We can now see the specific relationship for each month
lmm5<- lm(month5$Ozone~month5$Temp)
summary(lmm5)
##
## Call:
## lm(formula = month5$Ozone ~ month5$Temp)
##
## Residuals:
## Min 1Q Median 3Q Max
## -30.316 -8.622 -2.411 5.320 68.259
##
## Coefficients:
## Estimate Std. Error t value Pr(>|t|)
## (Intercept) -102.159 38.750 -2.636 0.01446 *
## month5$Temp 1.885 0.578 3.261 0.00331 **
## ---
## Signif. codes: 0 '***' 0.001 '**' 0.01 '*' 0.05 '.' 0.1 ' ' 1
##
## Residual standard error: 18.88 on 24 degrees of freedom
## (5 observations deleted due to missingness)
## Multiple R-squared: 0.307, Adjusted R-squared: 0.2781
## F-statistic: 10.63 on 1 and 24 DF, p-value: 0.003315
lmm6<- lm(month6$Ozone~month6$Temp)
summary(lmm6)
##
## Call:
## lm(formula = month6$Ozone ~ month6$Temp)
##
## Residuals:
## Min 1Q Median 3Q Max
## -12.995 -9.337 -6.309 11.082 23.271
##
## Coefficients:
## Estimate Std. Error t value Pr(>|t|)
## (Intercept) -91.9910 51.3120 -1.793 0.1161
## month6$Temp 1.5524 0.6531 2.377 0.0491 *
## ---
## Signif. codes: 0 '***' 0.001 '**' 0.01 '*' 0.05 '.' 0.1 ' ' 1
##
## Residual standard error: 14.48 on 7 degrees of freedom
## (21 observations deleted due to missingness)
## Multiple R-squared: 0.4467, Adjusted R-squared: 0.3676
## F-statistic: 5.651 on 1 and 7 DF, p-value: 0.04909
lmm7<- lm(month7$Ozone~month7$Temp)
summary(lmm7)
##
## Call:
## lm(formula = month7$Ozone ~ month7$Temp)
##
## Residuals:
## Min 1Q Median 3Q Max
## -32.108 -14.522 -1.161 7.582 75.290
##
## Coefficients:
## Estimate Std. Error t value Pr(>|t|)
## (Intercept) -372.921 84.453 -4.416 0.000184 ***
## month7$Temp 5.150 1.005 5.123 3.05e-05 ***
## ---
## Signif. codes: 0 '***' 0.001 '**' 0.01 '*' 0.05 '.' 0.1 ' ' 1
##
## Residual standard error: 22.32 on 24 degrees of freedom
## (5 observations deleted due to missingness)

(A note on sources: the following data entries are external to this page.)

PR #251, opened 2026-06-22
feat SQL: prune manifest-parts/superfiles for SQL IN-list filters

### LINKED ISSUE #180: SQL: prune segments for IN-list scalar predicates
Sub-issue of #179.

## Problem

`WHERE col IN (a, b, c)` doesn't prune — `collect_conjuncts` (`src/supertable/query/provider.rs`) ignores `Expr::InList`, so every segment opens even when its min/max excludes all listed values.

## Approach

Lower a non-negated `InList` to a disjunction of equality `ScalarPredicate`s; keep a segment if any listed value is in `[min, max]` (mirrors `candidate.rs::in_list_leaf`). Add a `BETWEEN` regression test while here (it desugars to `>= AND <=` and should keep pruning).

## Soundness

Min/max is exact; an over-wide keep-set is slow, never wrong (`FilterExec` re-verifies). `NOT IN` is out of scope.

## Acceptance

- `IN` prunes segments whose min/max excludes every value; result identical to the scan path (oracle test).
- No regression on the SQL bench battery.

naman-modi:
Closes #180 

### What does this PR do?
Extends `WHERE`-clause superfile pruning to `column IN (...)`. So an `IN` query opens only the superfiles whose stats say they might hold a listed value ; the same "ask the manifest before touching bytes" pruning.

Today an `IN` filter reaches `SupertableProvider::scan` but isn't lowered to any prune leaf, so it contributes nothing and **every** superfile is opened. Equality (`col = x`) and prefix already prune; `IN` was the gap.

### How do we do this change?
Each `column IN (...)` filter becomes a manifest check that skips superfiles before opening them:
- a **min/max** check (every column); skip if the value range can't hold any listed value;
- on a **full-text column**, also a **bloom** check; skip if the text holds none of the values' words.

Run in two tiers (manifest parts, then superfiles); only survivors are opened. This PR deals only with  4+ value lists (DataFusion rewrites smaller `IN`s to `=`/`OR`); `NOT IN`, non-literals, and function/unknown columns produce no leaf and just scan.

### Performance
Cold tier, 1M docs / ~16 superfiles, `key IN (4 keys)` on the FTS-indexed, unsorted `key` column (min/max can't prune it; only the bloom can):

| | cold search p50 | superfiles opened |
| --- | --- | --- |
| before | 2.86 s | all ~16 |
| after | 0.51 s | only the ~4 holding |

≈ 5.6× improv; the bloom skips the cold opens (object-store GET + footer + decode) of the superfiles holding none of the keys.

### Notes
- Multi-word FTS values (`'Orange Juice'` → `orange, juice`) flatten into one `Or` bloom over all tokens - a conservative superset (it over-keeps a superfile holding only `orange`); `FilterExec` verifies. A tighter per-value `(orange AND juice) OR pineapple` is possible but needs a disjunctive leaf.

### DIFF
--- a/src/supertable/query/provider.rs
+++ b/src/supertable/query/provider.rs
@@ -305,7 +305,9 @@ impl SupertableProvider {
     // survive the two-tier prune — per-part aggregates (ManifestPartEntry)
     // first, then per-superfile stats (SuperfileEntry).
     //
-    // These superfiles are then opened and scanned by DataFusion.
+    // The survivors are returned to `scan`, which opens each through the
+    // superfile reader for its byte source + footer, then lets
+    // DataFusion's Parquet engine decode the rows over that byte source.
     async fn select_survivors(&self, filters: &[Expr]) -> DfResult<Vec<Arc<SuperfileEntry>>> {
         let predicates = exprs_to_scalar_predicates(filters, &self.schema);
         let mut leaves = self.predicates_to_prune_leaves(predicates);
@@ -1133,8 +1135,10 @@ pub(crate) fn exprs_to_scalar_predicates(
 /// A `NOT IN`, a non-literal item, a function-wrapped or unknown column
 /// yields no leaf — that filter just isn't pruned (the scan stays correct).
 ///
-/// Only sees `Expr::InList` (4+ values): DataFusion rewrites a 1-value
-/// `IN` to `=` and a 2–3 value `IN` to `OR` before the provider.
+/// Handles any `Expr::InList`, whatever its length. In practice SQL
+/// planning rewrites a short `IN` first — a 1-value to `=`, a 2–3 value
+/// to `OR` — so only 4+ value lists usually reach here, but that's the
+/// optimizer's behavior, not a precondition this helper relies on.
 pub(crate) fn exprs_to_in_list_leaves(
     filters: &[Expr],
     schema: &SchemaRef,
@@ -1166,6 +1170,10 @@ fn collect_in_list_leaves(
     out: &mut Vec<PruneLeaf>,
 ) {
     match expr {
+        // Filters reach us alias-free (Filter::try_new runs unalias_nested),
+        // but an alias is a pure rename; descend it so pruning is unaffected
+        // if one ever survives (e.g. a metadata-carrying alias).
+        Expr::Alias(a) => collect_in_list_leaves(&a.expr, schema, fts_cols, tokenizer, out),
         // Descend AND; an IN can sit on either side.
         Expr::BinaryExpr(be) if be.op == Operator::And => {
             collect_in_list_leaves(&be.left, schema, fts_cols, tokenizer, out);
@@ -1518,6 +1526,18 @@ mod tests {
             .gt(lit(0_i64))
             .and(col("y").in_list(vec![lit(7_i64)], false));
         assert_eq!(in_list_leaves(&[expr], &s), vec![("y".to_string(), 1)]);
+    }
+
+    #[test]
+    fn in_list_under_alias_is_found() {
+        // Filters reach us unaliased, but the descent must still find an
+        // IN wrapped in an alias if one ever survives (a pure rename
+        // doesn't change the column the leaf prunes on).
+        let s = schema_xy();
+        let expr = col("x")
+            .in_list(vec![lit(1_i64), lit(2_i64)], false)
+            .alias("k");
+        assert_eq!(in_list_leaves(&[expr], &s), vec![("x".to_string(), 2)]);
     }
 
     #[test]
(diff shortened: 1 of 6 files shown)


src/supertable/query/provider.rs
```diff
@@ -295,20 +301,32 @@ impl SupertableProvider {
         leaves
     }
 
-    /// Lower `filters` to prune leaves and return the superfiles that
-    /// survive the two-tier prune — exactly the inputs the scan hands to
-    /// DataFusion.
+    // Lower `filters` to prune leaves and select the superfiles that
```
ekechinwokah, line 304: datafusion does not read superfiles. please fix the comment.

src/supertable/query/provider.rs
```diff
@@ -1107,6 +1125,104 @@ pub(crate) fn exprs_to_scalar_predicates(
...
+/// only `orange` is kept though no value matches. A tighter prune would be
+/// per-value `(orange AND juice) OR pineapple`; FilterExec verifies either way.
+fn collect_in_list_leaves(
+    expr: &Expr,
+    schema: &SchemaRef,
+    fts_cols: &HashSet<&str>,
+    tokenizer: Option<&dyn Tokenizer>,
+    out: &mut Vec<PruneLeaf>,
+) {
+    match expr {
```
ekechinwokah, line 1171: we only match bare `Expr::Column`, so an `IN` under an alias silently won't prune. we should probably descend `Expr::Alias` here too. and should we leave `Cast/TryCast` out? those cross a coercion boundary and may need their own soundness argument before we treat them as a bare column for `min/max`.

src/supertable/query/provider.rs
```diff
@@ -1107,6 +1125,104 @@ pub(crate) fn exprs_to_scalar_predicates(
...
 
+/// Build prune leaves for the `column IN (...)` filters in `filters`. Each yields:
+///  i)  a `ScalarInList` (min/max) leaf — on every column;
+///  ii) plus, on an FTS-indexed column, a `TermPresence{Or}` leaf over the
+///      values' tokens, which prunes on which superfiles hold the term.
+///
+/// A `NOT IN`, a non-literal item, a function-wrapped or unknown column
+/// yields no leaf — that filter just isn't pruned (the scan stays correct).
+///
+/// Only sees `Expr::InList` (4+ values): DataFusion rewrites a 1-value
```
ekechinwokah: note: don't write this as an invariant — the new tests build 1- and 3-value `InList` directly. it's just what the optimizer usually gives; the helper takes any `InList`. 

also consider rewording so nobody builds on false precondition.

ekechinwokah:
should we add a BETWEEN regression test?

src/supertable/query/provider.rs
```diff
@@ -295,20 +301,32 @@ impl SupertableProvider {
...
 
-    /// Lower `filters` to prune leaves and return the superfiles that
-    /// survive the two-tier prune — exactly the inputs the scan hands to
-    /// DataFusion.
+    // Lower `filters` to prune leaves and select the superfiles that
+    // survive the two-tier prune — per-part aggregates (ManifestPartEntry)
+    // first, then per-superfile stats (SuperfileEntry).
+    //
+    // These superfiles are then opened and scanned by DataFusion.
     async fn select_survivors(&self, filters: &[Expr]) -> DfResult<Vec<Arc<SuperfileEntry>>> {
```
ekechinwokah, line 310: should we gate this on actually having a non-negated `InList`: build fts_cols_set() and call `exprs_to_in_list_leaves` only then? so the common non-IN scan pays zero....

ekechinwokah (approved):

src/supertable/query/provider.rs
```diff
@@ -1107,6 +1122,106 @@ pub(crate) fn exprs_to_scalar_predicates(
...
+            }
+
+            // Every item must be a literal to bound min/max; else skip.
+            let mut values = Vec::with_capacity(il.list.len());
+            for item in &il.list {
+                let Expr::Literal(v, _) = item else {
+                    return;
+                };
+                values.push(v.clone());
+            }
```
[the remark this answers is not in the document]
naman-modi: keep-on-incomparable is the existing invariant; exact-type guard reduces pruning. Non-issue.

src/supertable/query/provider.rs
naman-modi: corrected my wordings, thanks.

src/supertable/query/provider.rs
naman-modi: By the time, the filters reach here, the aliases are generally resolved, but there could be some cases of alias with metadata, which needs to be handed - added an arm for that, thanks. Agreed, leaving the CAST for now, can pick up later to have proper support.

src/supertable/query/provider.rs
naman-modi: makes sense, updated.

src/supertable/query/provider.rs
naman-modi: to gate itself, we will have to pay a cost, i.e. filter walk etc, so doesn't come at no cost, so I think it does the work efficiently the way it is, as it pays almost nothing.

## Multiple R-squared: 0.5223, Adjusted R-squared: 0.5024
## F-statistic: 26.24 on 1 and 24 DF, p-value: 3.048e-05
lmm8<- lm(month8$Ozone~month8$Temp)
summary(lmm8)
##
## Call:
## lm(formula = month8$Ozone ~ month8$Temp)
##
## Residuals:
## Min 1Q Median 3Q Max
## -40.421 -17.651 -8.067 9.974 118.579
##
## Coefficients:
## Estimate Std. Error t value Pr(>|t|)
## (Intercept) -238.861 82.023 -2.912 0.00764 **
## month8$Temp 3.559 0.974 3.654 0.00126 **
## ---
## Signif. codes: 0 '***' 0.001 '**' 0.01 '*' 0.05 '.' 0.1 ' ' 1
##
## Residual standard error: 32.46 on 24 degrees of freedom
## (5 observations deleted due to missingness)

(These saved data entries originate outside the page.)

PR #430, opened 2021-05-16
Fix double assigment in bellman_ford algo

oxarbitrage:
No big deal but i think the `i` removed here is not needed as it is populated before in `for i in g.node_identifiers()`


ABorgna:
Hi, thanks for the contribution :)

## Multiple R-squared: 0.3575, Adjusted R-squared: 0.3307
## F-statistic: 13.35 on 1 and 24 DF, p-value: 0.001256
lmm9<- lm(month9$Ozone~month9$Temp)
summary(lmm9)
##
## Call:
## lm(formula = month9$Ozone ~ month9$Temp)
##
## Residuals:
## Min 1Q Median 3Q Max
## -27.447 -8.585 -3.692 11.041 31.392
##
## Coefficients:
## Estimate Std. Error t value Pr(>|t|)
## (Intercept) -149.3469 23.6876 -6.305 9.51e-07 ***
## month9$Temp 2.3511 0.3062 7.677 2.95e-08 ***
## ---
## Signif. codes: 0 '***' 0.001 '**' 0.01 '*' 0.05 '.' 0.1 ' ' 1
##
## Residual standard error: 13.78 on 27 degrees of freedom
## (1 observation deleted due to missingness)

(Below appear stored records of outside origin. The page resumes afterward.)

PR #437, opened 2021-06-16
Fix a formatting issue in the algo module's docs

abreis:
The (long) URL in the doc comment of `fn all_simple_paths` causes a formatting issue on  <https://docs.rs/petgraph/0.5.1/petgraph/algo/index.html> by preventing a line wrap.

This commit moves it to a new paragraph so that it gets omitted from the module's short description.

image

### DIFF
--- a/src/simple_paths.rs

## Multiple R-squared: 0.6858, Adjusted R-squared: 0.6742
## F-statistic: 58.94 on 1 and 27 DF, p-value: 2.945e-08
While looking at all of this data one can note that all the p-values are significantly smaller than the previously established significance level of 0.05. Which means that with a 95% confidence level one can reject the null hypothesis and conclude that ozone is indeed a function of month and temperature. It is important to note that with the exception of month 6, if we were to establish a larger confidence level, such as 99% and 98%, we would still arrive to the same conclusion.